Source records
────

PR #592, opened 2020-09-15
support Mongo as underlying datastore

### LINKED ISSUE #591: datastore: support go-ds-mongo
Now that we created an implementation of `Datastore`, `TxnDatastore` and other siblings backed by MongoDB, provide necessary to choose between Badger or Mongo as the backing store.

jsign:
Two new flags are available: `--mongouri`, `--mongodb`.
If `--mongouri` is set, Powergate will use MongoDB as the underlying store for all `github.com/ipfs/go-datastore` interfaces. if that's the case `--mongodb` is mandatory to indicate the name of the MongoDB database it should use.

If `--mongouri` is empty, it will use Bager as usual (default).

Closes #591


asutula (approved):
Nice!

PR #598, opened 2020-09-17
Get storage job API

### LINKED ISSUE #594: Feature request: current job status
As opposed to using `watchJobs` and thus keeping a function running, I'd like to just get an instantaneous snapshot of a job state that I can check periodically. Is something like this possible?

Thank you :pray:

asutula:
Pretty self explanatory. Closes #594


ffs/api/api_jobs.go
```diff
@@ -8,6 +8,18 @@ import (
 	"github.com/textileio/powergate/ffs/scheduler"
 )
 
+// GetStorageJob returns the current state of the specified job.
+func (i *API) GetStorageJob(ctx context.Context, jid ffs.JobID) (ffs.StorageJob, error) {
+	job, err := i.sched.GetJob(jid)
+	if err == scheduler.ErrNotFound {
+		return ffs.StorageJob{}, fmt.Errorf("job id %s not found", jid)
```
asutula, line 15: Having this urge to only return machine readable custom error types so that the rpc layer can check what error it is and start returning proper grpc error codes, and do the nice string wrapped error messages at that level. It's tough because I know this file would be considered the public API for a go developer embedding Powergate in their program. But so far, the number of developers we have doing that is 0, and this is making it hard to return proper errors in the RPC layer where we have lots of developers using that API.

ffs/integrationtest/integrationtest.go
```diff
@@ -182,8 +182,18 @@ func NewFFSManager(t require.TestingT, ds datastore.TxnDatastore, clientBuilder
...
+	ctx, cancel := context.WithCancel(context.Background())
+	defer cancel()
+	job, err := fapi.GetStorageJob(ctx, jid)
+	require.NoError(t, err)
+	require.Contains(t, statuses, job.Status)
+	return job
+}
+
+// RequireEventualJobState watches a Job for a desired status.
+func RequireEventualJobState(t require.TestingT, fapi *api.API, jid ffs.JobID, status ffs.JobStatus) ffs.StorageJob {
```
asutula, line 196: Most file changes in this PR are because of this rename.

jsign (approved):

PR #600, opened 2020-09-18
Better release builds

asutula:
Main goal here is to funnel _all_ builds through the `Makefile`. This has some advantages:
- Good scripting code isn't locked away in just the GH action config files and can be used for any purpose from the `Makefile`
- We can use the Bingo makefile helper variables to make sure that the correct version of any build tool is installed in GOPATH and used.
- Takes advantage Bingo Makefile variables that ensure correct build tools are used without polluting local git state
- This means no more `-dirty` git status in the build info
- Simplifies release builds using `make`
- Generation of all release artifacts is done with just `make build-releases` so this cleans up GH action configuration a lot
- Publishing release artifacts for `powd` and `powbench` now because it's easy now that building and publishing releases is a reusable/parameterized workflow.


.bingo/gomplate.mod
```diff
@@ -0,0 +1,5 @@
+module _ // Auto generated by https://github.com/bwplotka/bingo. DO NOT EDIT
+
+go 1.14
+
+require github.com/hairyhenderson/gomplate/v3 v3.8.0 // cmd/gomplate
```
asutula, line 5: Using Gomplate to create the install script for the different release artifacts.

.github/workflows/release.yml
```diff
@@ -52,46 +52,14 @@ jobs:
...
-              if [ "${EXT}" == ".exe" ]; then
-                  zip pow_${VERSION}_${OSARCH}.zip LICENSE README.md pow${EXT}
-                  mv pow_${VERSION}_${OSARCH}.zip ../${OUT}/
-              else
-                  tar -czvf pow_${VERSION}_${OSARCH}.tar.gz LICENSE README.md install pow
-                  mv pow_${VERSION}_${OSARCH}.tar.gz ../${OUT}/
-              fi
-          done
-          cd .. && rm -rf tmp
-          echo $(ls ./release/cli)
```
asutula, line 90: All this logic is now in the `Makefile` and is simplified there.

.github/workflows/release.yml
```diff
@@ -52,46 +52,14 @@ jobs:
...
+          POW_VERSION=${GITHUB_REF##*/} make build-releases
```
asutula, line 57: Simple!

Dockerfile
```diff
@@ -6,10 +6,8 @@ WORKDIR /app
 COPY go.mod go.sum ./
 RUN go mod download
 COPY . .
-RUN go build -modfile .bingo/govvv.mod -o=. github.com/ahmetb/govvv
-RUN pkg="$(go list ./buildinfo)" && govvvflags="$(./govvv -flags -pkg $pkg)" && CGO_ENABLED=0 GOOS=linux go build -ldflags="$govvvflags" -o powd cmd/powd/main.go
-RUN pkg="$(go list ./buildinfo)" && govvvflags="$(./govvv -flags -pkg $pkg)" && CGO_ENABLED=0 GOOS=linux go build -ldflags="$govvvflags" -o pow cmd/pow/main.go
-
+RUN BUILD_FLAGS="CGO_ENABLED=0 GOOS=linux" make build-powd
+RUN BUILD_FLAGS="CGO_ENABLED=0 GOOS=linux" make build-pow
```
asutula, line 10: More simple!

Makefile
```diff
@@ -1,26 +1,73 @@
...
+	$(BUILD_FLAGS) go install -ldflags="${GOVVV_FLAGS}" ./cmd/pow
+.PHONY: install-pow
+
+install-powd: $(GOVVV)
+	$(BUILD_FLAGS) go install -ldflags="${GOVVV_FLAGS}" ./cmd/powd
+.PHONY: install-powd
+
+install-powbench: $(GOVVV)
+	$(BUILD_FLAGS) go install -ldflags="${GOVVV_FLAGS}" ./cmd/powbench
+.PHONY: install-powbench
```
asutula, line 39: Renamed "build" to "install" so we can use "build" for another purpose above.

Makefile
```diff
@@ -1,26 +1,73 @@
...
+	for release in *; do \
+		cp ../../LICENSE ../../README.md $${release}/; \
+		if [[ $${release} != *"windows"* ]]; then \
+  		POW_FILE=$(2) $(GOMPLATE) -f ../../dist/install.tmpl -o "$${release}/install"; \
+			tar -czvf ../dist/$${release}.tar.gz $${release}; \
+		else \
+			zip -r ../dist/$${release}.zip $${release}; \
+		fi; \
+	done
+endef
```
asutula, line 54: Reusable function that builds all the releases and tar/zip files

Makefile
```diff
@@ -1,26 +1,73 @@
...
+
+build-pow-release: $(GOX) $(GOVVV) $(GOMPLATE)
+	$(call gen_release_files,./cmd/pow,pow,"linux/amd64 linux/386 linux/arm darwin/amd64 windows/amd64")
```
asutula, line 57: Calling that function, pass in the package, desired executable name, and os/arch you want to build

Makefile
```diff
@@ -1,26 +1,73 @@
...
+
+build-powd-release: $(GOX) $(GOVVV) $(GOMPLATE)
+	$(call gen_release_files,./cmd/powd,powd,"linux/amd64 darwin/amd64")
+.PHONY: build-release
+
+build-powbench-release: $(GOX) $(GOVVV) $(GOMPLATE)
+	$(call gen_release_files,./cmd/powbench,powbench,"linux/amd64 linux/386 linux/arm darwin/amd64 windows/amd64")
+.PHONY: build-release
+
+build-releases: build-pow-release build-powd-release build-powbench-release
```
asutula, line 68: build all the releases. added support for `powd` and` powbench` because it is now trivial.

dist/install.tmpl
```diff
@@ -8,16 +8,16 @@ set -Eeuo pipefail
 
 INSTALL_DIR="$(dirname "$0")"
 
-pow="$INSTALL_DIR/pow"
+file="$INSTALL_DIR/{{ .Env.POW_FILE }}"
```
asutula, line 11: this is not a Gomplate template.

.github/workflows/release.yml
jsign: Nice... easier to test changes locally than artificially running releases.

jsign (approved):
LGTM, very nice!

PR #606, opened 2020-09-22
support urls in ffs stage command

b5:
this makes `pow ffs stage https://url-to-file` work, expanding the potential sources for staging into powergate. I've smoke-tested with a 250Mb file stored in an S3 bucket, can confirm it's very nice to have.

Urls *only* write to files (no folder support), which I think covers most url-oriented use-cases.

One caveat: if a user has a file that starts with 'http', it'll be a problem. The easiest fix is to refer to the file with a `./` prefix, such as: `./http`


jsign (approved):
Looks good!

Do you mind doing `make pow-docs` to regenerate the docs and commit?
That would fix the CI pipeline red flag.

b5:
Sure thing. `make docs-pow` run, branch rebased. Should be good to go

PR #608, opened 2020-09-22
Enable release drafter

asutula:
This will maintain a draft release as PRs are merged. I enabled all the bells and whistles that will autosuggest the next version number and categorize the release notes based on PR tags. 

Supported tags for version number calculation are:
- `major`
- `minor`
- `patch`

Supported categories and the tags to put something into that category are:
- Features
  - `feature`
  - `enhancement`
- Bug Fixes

────

## Work instructions:
Transcribe the records above exactly, from the opening line down to and including the line with "### LINKED ISSUE #591: datastore: support".

## Solution to the problem:
PR #592, opened 2020-09-15
support Mongo as underlying datastore

### LINKED ISSUE #591: datastore: support go-ds-mongo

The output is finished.